I did, however, read. A lot. My average is somewhere between 280 to 300 books per year, in all genres and of all types and lengths. I can generally tell within a chapter or two whether the story is going to be a good one or not.
No matter how much I read, or how well I can manipulate words to string a sentence together, no matter how much people like my books, I always think that there is more to learn. I love taking a topic or concept and breaking it down, determining how and why it works. It’s so beautiful to me that we, as people, can continuously learn and move forwards and expand our horizons, doing our best to improve our craft and ourselves to make something better.
Though, I will freely admit that some days I’d much rather be a cat sleeping in the sun.
I took last month off so that I could pack up my house and prepare to move. I am a week and a half out from that date and frankly, I’m super excited. I had meant to do some writing during the month of May, to get ahead on projects that I was planning on starting later this summer. To plan out some ideas and work through scheduling for publication. For a bunch of reasons, that didn’t happen and I spent pretty much all of May either packing boxes or trying to recover from emotional rollercoasters.

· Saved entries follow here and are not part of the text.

Issue #2806, opened 2022-03-29
AEM Environment Indicator rendered two times when opening a Experience Fragment variation


gquintillan:
## Required Information

* [X] AEM Version, including Service Packs, Cumulative Fix Packs, etc: AEM 6.5.12.0
* [X] ACS AEM Commons Version: 5.0.14
* [X] Reproducible on Latest? yes, tested also in 5.2.0

### Expected Behavior

The AEM Environment indicador should be rendered only one time.
![image](https://user-images.githubusercontent.com/25983819/160564816-83cfed69-045c-45d1-af04-396d8cdb2e2e.png)

### Actual Behavior

The AEM Environment indicator is shown twice when there is an iframe, for instance in the Experience Fragments editor:
![image](https://user-images.githubusercontent.com/25983819/160565236-54db6025-587a-47b3-b501-5dfa5c2ec57e.png)

### Steps to Reproduce

- Navigate to a Experience Fragment, for instance: http://localhost:4502/editor.html/content/experience-fragments/core-components-examples/library/simple-experience-fragment/master.html
- Click in an existing variation
- A new AEM Environment Indicator is rendered inside the iframe.

### Links

The related code is here: https://github.com/Adobe-Consulting-Services/acs-aem-commons/blob/master/bundle/src/main/java/com/adobe/acs/commons/wcm/impl/AemEnvironmentIndicatorFilter.java#L229

gquintillan:
I will try to fix, and if I can't I would let you know.

gquintillan:
PR: https://github.com/Adobe-Consulting-Services/acs-aem-commons/pull/2807

davidjgonzalez:
Fixed via https://github.com/Adobe-Consulting-Services/acs-aem-commons/pull/2807

davidjgonzalez:
released in 5.3.0

PR #2807, opened 2022-03-29
#2806 added new exception on in the accepts method to avoid rendering…

gquintillan:
- Added new exception on the accepts method to avoid rendering 2 times the AEM Environment indicator when editing an Experience Fragment variation
 - StringUtils.lastIndexOf(contents, "</body>") instead of contents.indexOf("</body>") to avoid possible issues with iframes.


davidjgonzalez (approved):
Thanks!

davidjgonzalez:
released in 5.3.0

Issue #2822, opened 2022-04-11
Resolve OakPal issue #92 False Positive


adamcin:
## Required Information

* [x] AEM Version, including Service Packs, Cumulative Fix Packs, etc: n/a
* [x] ACS AEM Commons Version: 5.2.0
* [x] Reproducible on Latest? yes (when oakpal scan is uncommented in content package pom)

### Expected Behavior

oakpal should not do the thing identified here: [oakpal#92](https://github.com/adamcin/oakpal/issues/92)

### Actual Behavior

it does do that, because it doesn't automatically create `/apps` as an `nt:folder` node.

### Steps to Reproduce

* Check out the commit identified in [oakpal#92](https://github.com/adamcin/oakpal/issues/92)

* Uncomment the identified oakpal scan execution section in content/pom.xml

PR #2823, opened 2022-04-11
issue #2822 resolve oakpal 92 false positive

adamcin:
resolved issue described here: [oakpal#92](https://github.com/adamcin/oakpal/issues/92)

@kwin please review 

I included some other minor fixes after resolving the specific reported issue. 

I replaced usage of the .cnd file included in `oakpal-checks/src/main/resources` with a plugin dependency on the netcentric nodetypes artifact, matching the filevault-package-maven-plugin, as I was eliminating possible causes. 

Because the same commit converted the `acs-aem-commons-content` package into a `container` type with the OSGi configs, I discovered the current oakpal version's composite-store-alignment check assumes that containers with subpackages 1) only embed those subpackages under `/etc/packages` and 2) don't contain other content, even if the content is limited to folders and bundles/osgi configs on immutable mounts, so I excluded the `acs-aem-commons-content` package from the check scope.

When I began regression testing the project after completing the above, I had NPEs being thrown in the jaxb-api by the org.mock-server unit tests, and noticed the rather hacky mockserver-netty dependency arrangement to avoid transitive conflicts with the uber-jar. I reviewed the latest docs on https://www.mock-server.com/where/maven_central.html and figured that it would be easier to use the mockserver-netty-no-dependencies variant and add the junit rules dependency with mockserver exclusions than to exclude the dependency conflicts explicitly across multiple uber-jar versions.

Fortuitously, in taking a month off, I allowed myself to work through story ideas and concepts without actually writing them. My subconscious continuously sorts through problems, presenting me with solutions at the most random of times. One of the solutions that I ran into was that, for some reason, some of my stories were stuck.
For the purposes of this post, I will examine specifically Fire Burning Bright. FBB is the first book in the series that follows The Wing Cycle trilogy, taking place about ten years after the conclusion of the epilogue. It follows Mire, an immortal being who is on her way to meet the waking dragons, and Erowain, son of the infamous Davorin and Queen Lenore in his quest to discover and come to terms with his magic. I had, prior to my “vacation”, written about 35k of the story. And it was good.
But definitely good.
So why, during my time off, did my subconscious decide that it was stuck? That I could do better than good? That I could really craft this story into something for the ages?
There are a bunch of reasons. Characterisation is a big one. Mire is a fascinating character, but she’s too abstract for this sort of quest story. Erowain starts out confident, but somehow ended up being very wishy-washy, which is not what I think he should be. The other big issue is concept. They’re going to meet the dragons, but why? Yes, it’s a big deal, but why? What is happening in these people’s lives that makes them do this? What’s the point?
All of that was orginally going to be explored at the end of book one. At this point, I think I need to fix that.
There are a bunch of ways that I could go about doing that. Start redrafting, do a serious edit, even just finish the first draft as it stands and then go back and fix things from there. But what I’m going to do is study the fine mechanics of story crafting, build up my knowledge base and then start replanning Fire Burning Bright as if I’d never started it.
So, I may not have studied storycraft as my official degree, but I am super excited to start studying it now.
I love learning, and when I learn something about something else that I love, the warm fuzzies build up rather a lot.
This is what I’ll be doing until I move. Yes, it means I won’t be writing a whole lot, but that’s okay. It’s all part of the process.
One step at a time, and before you know it, the book writes itself.